____ SOURCE RECORDS

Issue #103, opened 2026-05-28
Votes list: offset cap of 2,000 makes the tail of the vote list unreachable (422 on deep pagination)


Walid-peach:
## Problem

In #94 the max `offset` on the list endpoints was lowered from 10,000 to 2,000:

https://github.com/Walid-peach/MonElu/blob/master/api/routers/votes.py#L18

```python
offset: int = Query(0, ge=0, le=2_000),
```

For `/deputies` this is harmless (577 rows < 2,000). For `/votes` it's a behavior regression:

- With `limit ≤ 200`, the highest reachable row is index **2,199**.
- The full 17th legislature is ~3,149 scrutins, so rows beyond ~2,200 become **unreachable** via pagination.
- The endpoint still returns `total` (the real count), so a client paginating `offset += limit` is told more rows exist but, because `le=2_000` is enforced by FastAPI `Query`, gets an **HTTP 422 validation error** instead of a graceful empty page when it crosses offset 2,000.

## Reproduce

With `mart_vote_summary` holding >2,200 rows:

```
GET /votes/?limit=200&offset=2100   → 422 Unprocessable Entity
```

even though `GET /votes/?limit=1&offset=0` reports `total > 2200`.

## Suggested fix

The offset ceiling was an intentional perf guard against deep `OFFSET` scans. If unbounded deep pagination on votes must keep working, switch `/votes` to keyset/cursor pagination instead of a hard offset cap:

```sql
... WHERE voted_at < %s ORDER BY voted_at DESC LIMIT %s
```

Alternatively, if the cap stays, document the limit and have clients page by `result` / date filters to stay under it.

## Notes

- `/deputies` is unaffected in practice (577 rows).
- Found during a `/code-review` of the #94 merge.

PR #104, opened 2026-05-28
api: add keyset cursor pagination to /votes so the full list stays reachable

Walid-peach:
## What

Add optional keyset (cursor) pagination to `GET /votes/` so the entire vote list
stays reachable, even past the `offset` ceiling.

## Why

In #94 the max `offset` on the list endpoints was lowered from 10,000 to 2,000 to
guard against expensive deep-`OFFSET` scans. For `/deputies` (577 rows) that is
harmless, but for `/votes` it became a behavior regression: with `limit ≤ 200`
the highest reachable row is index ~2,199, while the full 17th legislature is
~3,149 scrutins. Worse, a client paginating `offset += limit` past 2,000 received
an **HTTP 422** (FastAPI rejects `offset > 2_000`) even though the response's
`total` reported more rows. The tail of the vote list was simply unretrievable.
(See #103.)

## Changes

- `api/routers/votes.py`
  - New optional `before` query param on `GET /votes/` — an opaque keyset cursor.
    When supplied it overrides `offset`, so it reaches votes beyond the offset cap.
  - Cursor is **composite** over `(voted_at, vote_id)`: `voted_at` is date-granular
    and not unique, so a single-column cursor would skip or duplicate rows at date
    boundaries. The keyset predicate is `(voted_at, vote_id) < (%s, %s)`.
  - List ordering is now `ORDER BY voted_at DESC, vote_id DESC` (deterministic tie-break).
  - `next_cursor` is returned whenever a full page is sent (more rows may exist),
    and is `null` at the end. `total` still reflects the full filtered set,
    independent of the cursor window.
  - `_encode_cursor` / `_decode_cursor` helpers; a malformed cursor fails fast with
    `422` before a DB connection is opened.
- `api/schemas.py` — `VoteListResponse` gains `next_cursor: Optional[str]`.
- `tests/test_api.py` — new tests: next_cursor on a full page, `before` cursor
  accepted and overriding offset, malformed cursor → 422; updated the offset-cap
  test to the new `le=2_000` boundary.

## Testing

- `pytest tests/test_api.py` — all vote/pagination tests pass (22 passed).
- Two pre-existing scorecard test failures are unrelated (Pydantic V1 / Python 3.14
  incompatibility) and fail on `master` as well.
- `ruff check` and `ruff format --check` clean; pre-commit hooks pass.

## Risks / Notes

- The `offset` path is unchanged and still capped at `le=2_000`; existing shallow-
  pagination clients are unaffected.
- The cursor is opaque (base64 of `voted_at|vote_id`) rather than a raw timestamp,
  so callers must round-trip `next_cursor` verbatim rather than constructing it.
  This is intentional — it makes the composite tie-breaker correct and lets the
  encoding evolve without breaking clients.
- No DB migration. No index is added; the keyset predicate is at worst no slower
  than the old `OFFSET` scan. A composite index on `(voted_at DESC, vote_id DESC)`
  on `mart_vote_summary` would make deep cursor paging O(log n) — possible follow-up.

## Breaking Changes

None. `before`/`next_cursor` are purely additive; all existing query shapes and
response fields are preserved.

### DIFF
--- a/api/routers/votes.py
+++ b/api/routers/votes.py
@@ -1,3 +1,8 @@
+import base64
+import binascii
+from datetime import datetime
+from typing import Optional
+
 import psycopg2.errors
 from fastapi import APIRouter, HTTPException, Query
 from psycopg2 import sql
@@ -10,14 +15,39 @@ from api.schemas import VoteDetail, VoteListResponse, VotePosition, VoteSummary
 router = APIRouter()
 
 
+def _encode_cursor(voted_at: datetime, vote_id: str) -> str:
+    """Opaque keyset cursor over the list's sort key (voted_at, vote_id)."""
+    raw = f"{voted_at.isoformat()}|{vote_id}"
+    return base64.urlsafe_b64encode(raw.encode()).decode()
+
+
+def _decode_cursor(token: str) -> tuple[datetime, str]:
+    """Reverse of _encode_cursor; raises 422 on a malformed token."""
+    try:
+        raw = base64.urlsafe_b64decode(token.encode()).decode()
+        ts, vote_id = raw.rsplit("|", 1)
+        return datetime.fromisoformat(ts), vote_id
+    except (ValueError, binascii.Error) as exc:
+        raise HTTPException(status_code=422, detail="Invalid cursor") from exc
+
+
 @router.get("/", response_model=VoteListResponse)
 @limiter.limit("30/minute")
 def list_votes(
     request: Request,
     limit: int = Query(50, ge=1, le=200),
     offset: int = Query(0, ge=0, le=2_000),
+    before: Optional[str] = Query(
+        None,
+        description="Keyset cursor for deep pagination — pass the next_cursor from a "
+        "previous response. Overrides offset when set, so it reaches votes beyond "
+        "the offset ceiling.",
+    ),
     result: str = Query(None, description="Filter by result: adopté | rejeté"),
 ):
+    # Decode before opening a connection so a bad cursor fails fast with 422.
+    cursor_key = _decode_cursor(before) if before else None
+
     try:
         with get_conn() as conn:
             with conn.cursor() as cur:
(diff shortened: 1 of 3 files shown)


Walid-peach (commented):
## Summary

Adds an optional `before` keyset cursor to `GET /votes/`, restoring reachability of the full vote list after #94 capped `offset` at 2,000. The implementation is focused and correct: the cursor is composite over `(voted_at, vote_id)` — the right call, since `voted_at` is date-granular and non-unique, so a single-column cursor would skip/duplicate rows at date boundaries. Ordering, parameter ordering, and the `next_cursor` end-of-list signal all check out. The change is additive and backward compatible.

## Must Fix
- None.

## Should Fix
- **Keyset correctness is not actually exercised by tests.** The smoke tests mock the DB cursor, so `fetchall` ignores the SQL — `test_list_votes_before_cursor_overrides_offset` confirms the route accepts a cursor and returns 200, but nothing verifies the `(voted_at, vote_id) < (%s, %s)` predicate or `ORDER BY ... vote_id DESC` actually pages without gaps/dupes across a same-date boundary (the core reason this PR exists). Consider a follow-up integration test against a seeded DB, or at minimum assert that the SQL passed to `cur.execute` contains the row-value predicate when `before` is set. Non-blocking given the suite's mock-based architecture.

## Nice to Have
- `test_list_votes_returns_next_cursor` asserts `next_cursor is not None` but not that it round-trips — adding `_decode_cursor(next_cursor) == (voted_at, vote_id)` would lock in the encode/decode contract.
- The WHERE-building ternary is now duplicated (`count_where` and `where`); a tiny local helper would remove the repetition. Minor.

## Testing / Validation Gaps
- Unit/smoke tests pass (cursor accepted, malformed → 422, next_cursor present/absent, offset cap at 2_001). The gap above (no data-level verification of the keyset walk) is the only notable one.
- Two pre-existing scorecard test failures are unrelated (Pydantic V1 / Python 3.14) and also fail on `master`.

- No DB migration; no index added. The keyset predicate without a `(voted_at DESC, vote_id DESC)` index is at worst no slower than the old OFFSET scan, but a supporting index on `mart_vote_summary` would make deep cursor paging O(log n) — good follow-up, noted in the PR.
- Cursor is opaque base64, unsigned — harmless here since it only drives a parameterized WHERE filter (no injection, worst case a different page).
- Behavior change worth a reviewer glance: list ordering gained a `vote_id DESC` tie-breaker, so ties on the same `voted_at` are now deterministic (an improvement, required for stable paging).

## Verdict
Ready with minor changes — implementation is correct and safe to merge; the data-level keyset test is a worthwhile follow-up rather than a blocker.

________
____ SOURCE RECORDS

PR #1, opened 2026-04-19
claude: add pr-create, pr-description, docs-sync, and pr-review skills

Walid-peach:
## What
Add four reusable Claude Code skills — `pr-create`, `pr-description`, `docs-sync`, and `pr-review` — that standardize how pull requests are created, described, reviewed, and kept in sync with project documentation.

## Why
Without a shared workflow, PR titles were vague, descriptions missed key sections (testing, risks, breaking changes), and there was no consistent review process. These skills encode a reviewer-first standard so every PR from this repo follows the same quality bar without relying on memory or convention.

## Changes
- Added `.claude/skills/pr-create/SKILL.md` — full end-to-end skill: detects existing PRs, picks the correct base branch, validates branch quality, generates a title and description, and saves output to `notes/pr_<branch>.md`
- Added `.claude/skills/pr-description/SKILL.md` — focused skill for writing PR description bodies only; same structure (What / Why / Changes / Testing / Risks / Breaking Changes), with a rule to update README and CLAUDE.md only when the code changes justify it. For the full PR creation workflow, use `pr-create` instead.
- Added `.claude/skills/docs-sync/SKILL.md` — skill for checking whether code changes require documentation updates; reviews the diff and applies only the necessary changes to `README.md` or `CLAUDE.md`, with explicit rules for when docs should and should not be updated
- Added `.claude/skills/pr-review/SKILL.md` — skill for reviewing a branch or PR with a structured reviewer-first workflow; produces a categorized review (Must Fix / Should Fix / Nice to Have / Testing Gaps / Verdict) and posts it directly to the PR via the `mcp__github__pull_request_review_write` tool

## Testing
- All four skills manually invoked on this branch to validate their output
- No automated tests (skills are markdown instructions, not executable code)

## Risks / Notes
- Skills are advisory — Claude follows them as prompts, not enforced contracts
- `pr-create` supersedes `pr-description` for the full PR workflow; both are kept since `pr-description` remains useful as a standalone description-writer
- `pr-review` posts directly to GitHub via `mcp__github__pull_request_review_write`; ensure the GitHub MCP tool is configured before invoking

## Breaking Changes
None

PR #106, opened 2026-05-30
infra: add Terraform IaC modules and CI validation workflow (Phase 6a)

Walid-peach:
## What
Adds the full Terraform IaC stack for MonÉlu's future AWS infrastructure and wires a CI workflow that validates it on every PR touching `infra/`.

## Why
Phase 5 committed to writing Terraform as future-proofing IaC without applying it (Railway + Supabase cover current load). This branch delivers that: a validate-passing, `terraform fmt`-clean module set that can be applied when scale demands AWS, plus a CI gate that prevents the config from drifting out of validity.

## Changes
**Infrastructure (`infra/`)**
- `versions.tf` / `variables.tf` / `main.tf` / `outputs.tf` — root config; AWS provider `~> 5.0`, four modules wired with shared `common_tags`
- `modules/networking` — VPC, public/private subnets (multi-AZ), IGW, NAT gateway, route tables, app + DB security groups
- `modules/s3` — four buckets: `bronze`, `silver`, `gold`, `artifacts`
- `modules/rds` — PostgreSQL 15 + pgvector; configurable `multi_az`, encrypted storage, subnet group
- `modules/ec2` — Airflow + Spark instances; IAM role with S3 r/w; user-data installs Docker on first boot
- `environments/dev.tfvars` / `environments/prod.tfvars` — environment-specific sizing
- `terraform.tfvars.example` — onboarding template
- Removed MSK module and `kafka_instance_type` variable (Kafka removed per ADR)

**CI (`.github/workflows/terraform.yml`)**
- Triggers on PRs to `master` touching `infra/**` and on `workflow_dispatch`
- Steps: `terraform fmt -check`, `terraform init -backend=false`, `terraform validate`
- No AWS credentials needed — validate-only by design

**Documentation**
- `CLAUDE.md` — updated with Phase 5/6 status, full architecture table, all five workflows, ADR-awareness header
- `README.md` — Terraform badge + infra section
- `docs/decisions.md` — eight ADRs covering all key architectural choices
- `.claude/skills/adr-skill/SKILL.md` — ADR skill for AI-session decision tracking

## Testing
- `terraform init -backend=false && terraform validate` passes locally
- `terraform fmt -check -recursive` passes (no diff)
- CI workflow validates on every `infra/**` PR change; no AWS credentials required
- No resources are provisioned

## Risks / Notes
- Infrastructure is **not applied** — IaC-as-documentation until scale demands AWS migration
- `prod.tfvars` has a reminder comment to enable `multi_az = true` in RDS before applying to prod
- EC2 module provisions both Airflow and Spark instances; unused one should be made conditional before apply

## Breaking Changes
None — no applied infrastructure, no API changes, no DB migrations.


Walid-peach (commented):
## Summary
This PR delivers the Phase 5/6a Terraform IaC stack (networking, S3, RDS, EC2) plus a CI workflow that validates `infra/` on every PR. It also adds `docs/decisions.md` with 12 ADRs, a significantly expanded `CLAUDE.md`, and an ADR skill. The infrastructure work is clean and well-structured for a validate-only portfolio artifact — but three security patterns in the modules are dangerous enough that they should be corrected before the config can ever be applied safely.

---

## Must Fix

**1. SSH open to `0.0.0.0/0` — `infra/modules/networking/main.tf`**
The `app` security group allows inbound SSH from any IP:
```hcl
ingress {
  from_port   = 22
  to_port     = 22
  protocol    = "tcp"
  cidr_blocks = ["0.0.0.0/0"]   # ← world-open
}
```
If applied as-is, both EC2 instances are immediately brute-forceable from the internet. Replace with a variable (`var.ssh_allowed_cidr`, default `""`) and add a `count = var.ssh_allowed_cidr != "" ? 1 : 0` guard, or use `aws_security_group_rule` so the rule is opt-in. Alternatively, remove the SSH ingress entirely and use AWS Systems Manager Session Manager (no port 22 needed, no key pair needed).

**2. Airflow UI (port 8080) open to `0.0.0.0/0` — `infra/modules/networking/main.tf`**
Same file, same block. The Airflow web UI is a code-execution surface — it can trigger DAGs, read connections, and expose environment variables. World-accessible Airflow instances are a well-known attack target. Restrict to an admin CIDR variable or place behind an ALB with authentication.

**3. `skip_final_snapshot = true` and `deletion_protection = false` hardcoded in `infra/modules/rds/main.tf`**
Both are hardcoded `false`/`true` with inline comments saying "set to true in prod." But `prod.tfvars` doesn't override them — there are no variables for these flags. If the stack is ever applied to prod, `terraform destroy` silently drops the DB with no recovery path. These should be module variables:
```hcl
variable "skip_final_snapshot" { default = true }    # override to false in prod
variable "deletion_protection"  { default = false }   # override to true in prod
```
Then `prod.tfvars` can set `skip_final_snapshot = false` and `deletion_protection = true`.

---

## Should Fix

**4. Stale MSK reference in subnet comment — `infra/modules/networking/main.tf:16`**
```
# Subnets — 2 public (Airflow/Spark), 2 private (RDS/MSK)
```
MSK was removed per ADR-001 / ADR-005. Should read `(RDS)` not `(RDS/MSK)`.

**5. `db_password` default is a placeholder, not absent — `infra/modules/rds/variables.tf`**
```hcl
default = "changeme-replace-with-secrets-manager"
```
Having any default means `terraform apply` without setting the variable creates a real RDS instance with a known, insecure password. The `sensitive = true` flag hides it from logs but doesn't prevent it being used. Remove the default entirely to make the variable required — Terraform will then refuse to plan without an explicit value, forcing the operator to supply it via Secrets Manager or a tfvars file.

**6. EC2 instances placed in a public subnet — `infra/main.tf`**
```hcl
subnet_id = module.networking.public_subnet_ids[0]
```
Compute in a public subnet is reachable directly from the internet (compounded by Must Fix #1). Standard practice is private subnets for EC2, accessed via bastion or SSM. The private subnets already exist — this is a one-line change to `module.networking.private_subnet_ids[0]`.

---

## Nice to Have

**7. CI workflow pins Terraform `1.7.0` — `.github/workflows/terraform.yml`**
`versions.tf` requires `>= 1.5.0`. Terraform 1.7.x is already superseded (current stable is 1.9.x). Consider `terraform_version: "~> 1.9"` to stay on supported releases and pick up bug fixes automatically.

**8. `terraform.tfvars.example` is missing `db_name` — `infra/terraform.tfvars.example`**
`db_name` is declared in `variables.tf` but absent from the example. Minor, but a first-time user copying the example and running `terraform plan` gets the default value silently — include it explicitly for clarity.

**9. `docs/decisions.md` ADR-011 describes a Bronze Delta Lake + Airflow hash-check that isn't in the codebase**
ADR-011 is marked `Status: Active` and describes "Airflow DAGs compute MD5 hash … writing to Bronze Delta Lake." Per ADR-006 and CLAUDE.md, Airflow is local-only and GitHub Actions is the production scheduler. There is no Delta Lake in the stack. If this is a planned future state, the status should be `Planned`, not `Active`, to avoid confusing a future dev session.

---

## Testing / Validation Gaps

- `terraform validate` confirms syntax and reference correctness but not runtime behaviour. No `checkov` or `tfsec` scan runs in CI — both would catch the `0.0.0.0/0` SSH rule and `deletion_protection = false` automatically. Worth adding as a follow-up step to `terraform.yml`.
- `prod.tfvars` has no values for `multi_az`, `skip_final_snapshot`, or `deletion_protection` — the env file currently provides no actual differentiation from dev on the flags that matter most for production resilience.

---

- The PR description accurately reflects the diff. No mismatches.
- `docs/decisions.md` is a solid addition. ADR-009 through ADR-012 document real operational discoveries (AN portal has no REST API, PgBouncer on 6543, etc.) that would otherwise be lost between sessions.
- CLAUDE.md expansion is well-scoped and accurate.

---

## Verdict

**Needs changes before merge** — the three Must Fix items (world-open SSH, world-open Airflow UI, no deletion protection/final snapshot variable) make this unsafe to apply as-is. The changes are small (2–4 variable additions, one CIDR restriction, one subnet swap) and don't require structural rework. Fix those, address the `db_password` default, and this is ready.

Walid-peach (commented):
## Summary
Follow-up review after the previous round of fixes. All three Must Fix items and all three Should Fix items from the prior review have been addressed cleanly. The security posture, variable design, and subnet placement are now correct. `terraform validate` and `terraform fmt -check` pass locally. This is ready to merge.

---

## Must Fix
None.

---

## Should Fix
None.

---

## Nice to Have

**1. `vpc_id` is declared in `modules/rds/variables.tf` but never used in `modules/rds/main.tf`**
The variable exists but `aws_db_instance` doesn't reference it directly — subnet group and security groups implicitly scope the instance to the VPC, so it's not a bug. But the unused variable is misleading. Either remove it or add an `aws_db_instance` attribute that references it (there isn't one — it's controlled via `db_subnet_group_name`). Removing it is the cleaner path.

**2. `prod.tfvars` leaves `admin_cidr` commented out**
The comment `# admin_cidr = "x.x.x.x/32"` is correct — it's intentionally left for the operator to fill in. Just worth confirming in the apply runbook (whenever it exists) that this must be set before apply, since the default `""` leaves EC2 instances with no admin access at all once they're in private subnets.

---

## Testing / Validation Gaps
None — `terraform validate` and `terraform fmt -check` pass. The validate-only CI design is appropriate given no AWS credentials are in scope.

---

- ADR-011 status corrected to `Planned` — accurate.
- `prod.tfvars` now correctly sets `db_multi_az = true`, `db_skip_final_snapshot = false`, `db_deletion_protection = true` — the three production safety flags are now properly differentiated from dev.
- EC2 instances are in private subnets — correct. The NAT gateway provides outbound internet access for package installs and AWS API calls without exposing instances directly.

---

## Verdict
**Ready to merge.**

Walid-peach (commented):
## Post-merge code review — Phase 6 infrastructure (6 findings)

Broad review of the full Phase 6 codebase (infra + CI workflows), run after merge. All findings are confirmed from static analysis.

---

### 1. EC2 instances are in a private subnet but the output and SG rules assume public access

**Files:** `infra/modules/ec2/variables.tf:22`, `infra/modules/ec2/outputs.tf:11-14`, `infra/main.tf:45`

________

◆ EXERCISE DETAILS ◆
Reproduce only the lines above, starting at the line with "Issue #103, opened 2026-05-28" and ending at the line with "is index **2,199**.", exactly as written.

◆ TASK RESPONSE ◆
Issue #103, opened 2026-05-28
Votes list: offset cap of 2,000 makes the tail of the vote list unreachable (422 on deep pagination)


Walid-peach:
## Problem

In #94 the max `offset` on the list endpoints was lowered from 10,000 to 2,000:

https://github.com/Walid-peach/MonElu/blob/master/api/routers/votes.py#L18

```python
offset: int = Query(0, ge=0, le=2_000),
```

For `/deputies` this is harmless (577 rows < 2,000). For `/votes` it's a behavior regression:

- With `limit ≤ 200`, the highest reachable row is index **2,199**.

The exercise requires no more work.